PR #191, opened 2019-02-23
Add extract_examples option

### LINKED ISSUE #114: Alternative to maketest?

### LINKED ISSUE #117: Replace `maketest` option by a new AutoDocRunExamples() function

### LINKED ISSUE #155: Using maketest.g in package standard tests

fingolfin:
If this option is passed to AutoDoc(), then all examples in the manual
are extracted into .tst files, which are placed into the tst/ directory
of the package.

This way, all manual tests can be run via the same `TestDirectory` invocation
used for all other tests. And the test can be regenerated from the manual
as part of a package's `makedoc.g` script, which in turn means they are
regenerated when a package release is made using ReleaseTools.

WIP: before this is merged, documentation needs to be added. But I wanted to solicit feedback first, in case it leads to major changes which then in turn might affect the to-be-written documentation.

One thing to argue about is where to place the `.tst` files: for the old TeX based gapmacros system, they were placed into `doc`. One potential advantage of doing that: one could run these tests with different testoptions from those employed for all other tests. E.g. for manual tests, one might want to ignore whitespace.

But for my personal use, this is not really necessary... Not sure what others think, though?

Resolves #114
Resolves #117
Resolves #155


sebasguts:
This looks good, thank you very much.

I do not think it is necessary to put those tests into `/doc`, `/tst` is fine. We can always prefix the `tst` files, like `doctest_...`, that way, one could distinguish them in the `testall.g` if one really wants to.

There currently is the `maketest` option record. Shouldn't we place that option inside there?

fingolfin:
Frankly, I never really understood or used `maketest`, and did not want to have to figure it out; it seems to be for a feature which is kind of orthogonal to what I am adding here, which is why I chose a separate option name for it. That also simplified the code, as I did not have to modify the existing `maketest` code paths.

fingolfin:
In fact, for most purposes, it seems to me that the code added here is superior to `maketest`, and I'd wonder if anybody using `maketest` might not want to switch to `extract_examples` at some point (right now, it seems that only these packages use maketest:
* Homalg and its subpackages
* CAP and its subpackages
* images
* ArangoDBInterface
* NormalizInterface
* (SingularInterface)

sebasguts:
@fingolfin It is indeed superior, and all packages should switch.

So then lets have the different option record, as we might want to have options at some place (folder specs, etc).

sebasguts:
We could even go ahead and make the current maketest option just use this option, and then make `maketest.g` call the right `.tst` files.

alex-konovalov:
I have adapted one of homalg packages in https://github.com/homalg-project/homalg_project/pull/233 to use their existing `maketest.g` as default test of the package. But if this will be accepted, I am certainly in favour of this approach. I think having physical test files placed into `tst` is better than generating them on fly.

fingolfin:
This PR is now ready for proper review.

gap/AutoDocMainFunction.gi
```diff
@@ -419,3 +419,65 @@ InstallGlobalFunction( CreateMakeTest,
...
+        output := OutputTextFile( name, false ); # to empty the file first
+        SetPrintFormattingStatus( output, false ); # to avoid line breaks
+        ch := tst[i];
+        AppendTo(output, "# ", pkgname, ", chapter ",i,"\n");
+        AppendTo(output, "#\n",
+                         "# DO NOT EDIT THIS FILE - EDIT EXAMPLES IN THE SOURCE INSTEAD!\n",
+                         "#\n",
+                         "# This file has been autogenerated with GAP. It contains examples\n",
+                         "# extracted from the documentation. Each example is preceded by the\n",
+                         "# comment which points to the location of its source.\n",
```
sebasguts: I am not quite sure about adding the source here.

In most AutoDoc cases, the source will be a generated `.xml` file, so I am not sure how useful it would be. It might even irritate people not aware of the fact that AutoDoc generates XML-files.

fingolfin: Having the origin of each test is super useful for people who just use AutoDoc to convert GAPDoc XML inputs. Of course it is less useful if one uses full-blown AutoDoc, including for the inputs; but I'd argue even then it can be helpful, as by looking at the XML, I can usually at least identify some context 

Anyway, I wouldn't mind if we only inserted the "source location" for non-AutoDoc-XML files (to keep things simple, that would mean excluding sources starting with an `_`). But is it really worth the effort to strip this information? I don't quite understand what is irritating about it ... at least if we were to adjust the comment to clarify that if the XML "source" is generated, then of course it is not the *actual* source...

sebasguts: Adjusting the comment would be sufficient, yes. I just assume it might be irritating for people who have not really seen the xml files before.

fingolfin: @sebasguts I've update this text now. Better?

fingolfin:
BTW, an immediate "obvious" improvement to this function is to allow a record instead of `true`, and then in that record allow specifying the output directory, if one does not want to output to `tst`.

gap/Magic.gd
```diff
@@ -323,11 +323,17 @@
...
 #!         </List>
 #!     </Item>
-## This is the maketest part. Still under construction.
+#!     <Mark><A>example_test</A></Mark>
+#!     <Item>
+#!         If set to <K>true</K>, then all manual examples are extracted and placed
+#!         into files <F>tst/PACKAGENAME01.tst</F>,  <F>tst/PACKAGENAME02.tst</F>, ...
+#!         and so on, with one file for each chapter.
+#!     </Item>
+## TODO: should we mark maketest as deprecated and recommend extract_examples instead?
```
sebasguts: I think we should, yes.
Add the beginning, we could write something like:
> This option is deprecated. To be more compatible with the GAP test framework, please use `example_test`.

fingolfin: I've added some text in this vein. Feel free to merge.

sebasguts:
@fingolfin The tests show a diff. Do you want to address it, or should I try to fix it?

fingolfin:
I am busy with child care for the next couple hours, so if you could take care of it...

fingolfin:
@sebasguts tests fixed now

sebasguts:
Sorry, was already afk yesterday.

=====

### About this exercise
Every line in the records above that holds "switch" counts once; state the total and nothing else.

### Task result
2